__ASSIGNED TASK__
How many of the lines below have the word "ability" in them? The answer is that number and nothing more.

__Saved data entries__
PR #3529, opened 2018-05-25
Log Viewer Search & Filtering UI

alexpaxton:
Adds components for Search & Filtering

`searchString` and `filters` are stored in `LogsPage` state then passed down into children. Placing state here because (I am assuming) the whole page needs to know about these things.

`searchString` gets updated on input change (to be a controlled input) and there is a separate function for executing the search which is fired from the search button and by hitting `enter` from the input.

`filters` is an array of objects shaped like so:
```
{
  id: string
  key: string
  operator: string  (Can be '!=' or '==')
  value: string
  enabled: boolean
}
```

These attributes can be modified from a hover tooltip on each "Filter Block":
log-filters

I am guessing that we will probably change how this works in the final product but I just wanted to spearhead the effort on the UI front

* * *

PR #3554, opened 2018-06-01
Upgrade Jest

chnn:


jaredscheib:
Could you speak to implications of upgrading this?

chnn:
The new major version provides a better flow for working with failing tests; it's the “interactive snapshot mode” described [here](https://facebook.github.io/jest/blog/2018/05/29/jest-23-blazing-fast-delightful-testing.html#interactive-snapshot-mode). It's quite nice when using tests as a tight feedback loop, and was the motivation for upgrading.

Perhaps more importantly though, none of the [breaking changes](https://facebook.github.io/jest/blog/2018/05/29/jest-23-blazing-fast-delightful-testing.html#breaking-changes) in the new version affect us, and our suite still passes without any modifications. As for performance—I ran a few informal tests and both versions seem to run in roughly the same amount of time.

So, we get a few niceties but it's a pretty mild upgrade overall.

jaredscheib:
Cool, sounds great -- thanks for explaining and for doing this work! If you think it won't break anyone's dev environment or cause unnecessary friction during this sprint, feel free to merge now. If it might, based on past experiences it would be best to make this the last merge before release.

==

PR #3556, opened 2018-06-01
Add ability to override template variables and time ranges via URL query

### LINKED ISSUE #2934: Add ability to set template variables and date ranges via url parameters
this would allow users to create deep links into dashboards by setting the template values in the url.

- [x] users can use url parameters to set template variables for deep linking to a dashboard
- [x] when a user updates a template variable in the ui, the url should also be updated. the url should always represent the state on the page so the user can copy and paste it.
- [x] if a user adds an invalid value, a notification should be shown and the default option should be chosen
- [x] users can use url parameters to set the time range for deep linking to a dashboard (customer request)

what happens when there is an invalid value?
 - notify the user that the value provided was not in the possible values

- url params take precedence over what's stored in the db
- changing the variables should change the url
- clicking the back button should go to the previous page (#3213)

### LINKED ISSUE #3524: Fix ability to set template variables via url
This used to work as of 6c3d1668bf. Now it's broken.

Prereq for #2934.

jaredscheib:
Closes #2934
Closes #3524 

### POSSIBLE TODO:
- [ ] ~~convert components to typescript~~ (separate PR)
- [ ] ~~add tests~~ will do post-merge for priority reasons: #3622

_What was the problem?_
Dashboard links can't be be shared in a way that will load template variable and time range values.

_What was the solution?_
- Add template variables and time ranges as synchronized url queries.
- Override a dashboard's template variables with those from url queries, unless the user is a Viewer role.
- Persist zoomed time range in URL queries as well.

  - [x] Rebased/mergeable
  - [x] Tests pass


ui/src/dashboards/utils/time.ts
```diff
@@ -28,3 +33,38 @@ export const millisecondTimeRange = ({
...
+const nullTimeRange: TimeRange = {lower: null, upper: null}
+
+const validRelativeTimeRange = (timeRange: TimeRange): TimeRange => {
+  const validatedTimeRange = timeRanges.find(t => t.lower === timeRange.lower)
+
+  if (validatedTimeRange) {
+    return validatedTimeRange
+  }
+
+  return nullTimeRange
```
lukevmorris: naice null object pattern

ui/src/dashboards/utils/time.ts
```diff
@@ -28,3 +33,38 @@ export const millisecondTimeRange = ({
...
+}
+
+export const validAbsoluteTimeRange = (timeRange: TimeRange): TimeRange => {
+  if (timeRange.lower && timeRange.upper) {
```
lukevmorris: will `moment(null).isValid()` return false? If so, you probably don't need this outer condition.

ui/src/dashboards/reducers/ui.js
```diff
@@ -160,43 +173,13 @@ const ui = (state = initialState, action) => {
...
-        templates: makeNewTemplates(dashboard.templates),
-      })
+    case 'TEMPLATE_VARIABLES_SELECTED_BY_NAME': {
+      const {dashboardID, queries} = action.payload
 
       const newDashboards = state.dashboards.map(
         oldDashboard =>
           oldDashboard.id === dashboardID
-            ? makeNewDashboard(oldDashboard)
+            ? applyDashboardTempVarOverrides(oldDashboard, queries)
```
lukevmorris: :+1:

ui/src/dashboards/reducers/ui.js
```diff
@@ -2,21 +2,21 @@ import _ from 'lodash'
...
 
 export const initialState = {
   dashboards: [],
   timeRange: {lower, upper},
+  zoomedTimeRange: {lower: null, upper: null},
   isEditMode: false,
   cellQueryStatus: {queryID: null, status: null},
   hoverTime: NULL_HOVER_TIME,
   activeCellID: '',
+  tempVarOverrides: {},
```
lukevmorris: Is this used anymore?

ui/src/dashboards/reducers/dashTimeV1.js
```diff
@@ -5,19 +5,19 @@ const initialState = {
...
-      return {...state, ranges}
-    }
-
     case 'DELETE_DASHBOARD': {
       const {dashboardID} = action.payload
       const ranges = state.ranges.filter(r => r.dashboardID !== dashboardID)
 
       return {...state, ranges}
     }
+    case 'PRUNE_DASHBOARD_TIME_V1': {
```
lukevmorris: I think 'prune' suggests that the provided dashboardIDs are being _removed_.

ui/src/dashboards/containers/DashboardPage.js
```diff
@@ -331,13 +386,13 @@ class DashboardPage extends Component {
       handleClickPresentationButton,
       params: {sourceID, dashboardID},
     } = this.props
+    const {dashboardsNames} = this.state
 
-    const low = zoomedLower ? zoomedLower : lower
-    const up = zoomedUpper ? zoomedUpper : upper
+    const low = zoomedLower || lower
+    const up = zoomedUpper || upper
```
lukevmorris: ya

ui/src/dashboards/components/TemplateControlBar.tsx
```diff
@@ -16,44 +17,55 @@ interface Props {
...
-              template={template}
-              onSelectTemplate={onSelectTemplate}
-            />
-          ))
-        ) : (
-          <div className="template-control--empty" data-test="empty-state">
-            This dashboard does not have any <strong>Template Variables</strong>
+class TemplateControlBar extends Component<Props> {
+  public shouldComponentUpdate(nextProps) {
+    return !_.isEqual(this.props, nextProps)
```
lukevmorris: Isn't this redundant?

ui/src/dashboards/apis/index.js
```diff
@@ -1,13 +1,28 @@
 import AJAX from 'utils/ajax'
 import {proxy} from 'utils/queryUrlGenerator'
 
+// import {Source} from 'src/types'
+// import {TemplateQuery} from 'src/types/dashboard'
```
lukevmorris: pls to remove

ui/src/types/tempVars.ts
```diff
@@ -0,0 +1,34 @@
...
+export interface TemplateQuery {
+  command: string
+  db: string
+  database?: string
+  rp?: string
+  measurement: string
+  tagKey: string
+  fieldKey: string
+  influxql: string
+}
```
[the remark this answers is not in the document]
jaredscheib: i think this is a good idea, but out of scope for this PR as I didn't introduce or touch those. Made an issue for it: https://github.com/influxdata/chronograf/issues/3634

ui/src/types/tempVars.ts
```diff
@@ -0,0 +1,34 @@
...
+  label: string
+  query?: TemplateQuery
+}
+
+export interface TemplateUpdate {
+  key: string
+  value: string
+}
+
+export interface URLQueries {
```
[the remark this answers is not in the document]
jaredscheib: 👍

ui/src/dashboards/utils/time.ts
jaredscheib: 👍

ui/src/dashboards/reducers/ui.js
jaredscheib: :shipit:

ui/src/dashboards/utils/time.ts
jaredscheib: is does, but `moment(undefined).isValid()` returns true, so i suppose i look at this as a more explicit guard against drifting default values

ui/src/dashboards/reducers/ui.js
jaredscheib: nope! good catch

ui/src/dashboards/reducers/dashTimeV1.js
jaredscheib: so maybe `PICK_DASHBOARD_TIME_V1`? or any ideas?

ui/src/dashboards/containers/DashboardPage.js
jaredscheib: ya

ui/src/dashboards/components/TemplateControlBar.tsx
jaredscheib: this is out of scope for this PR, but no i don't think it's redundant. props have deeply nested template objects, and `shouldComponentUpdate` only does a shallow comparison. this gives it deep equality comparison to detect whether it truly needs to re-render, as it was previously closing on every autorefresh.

__TASK SOLUTION__
3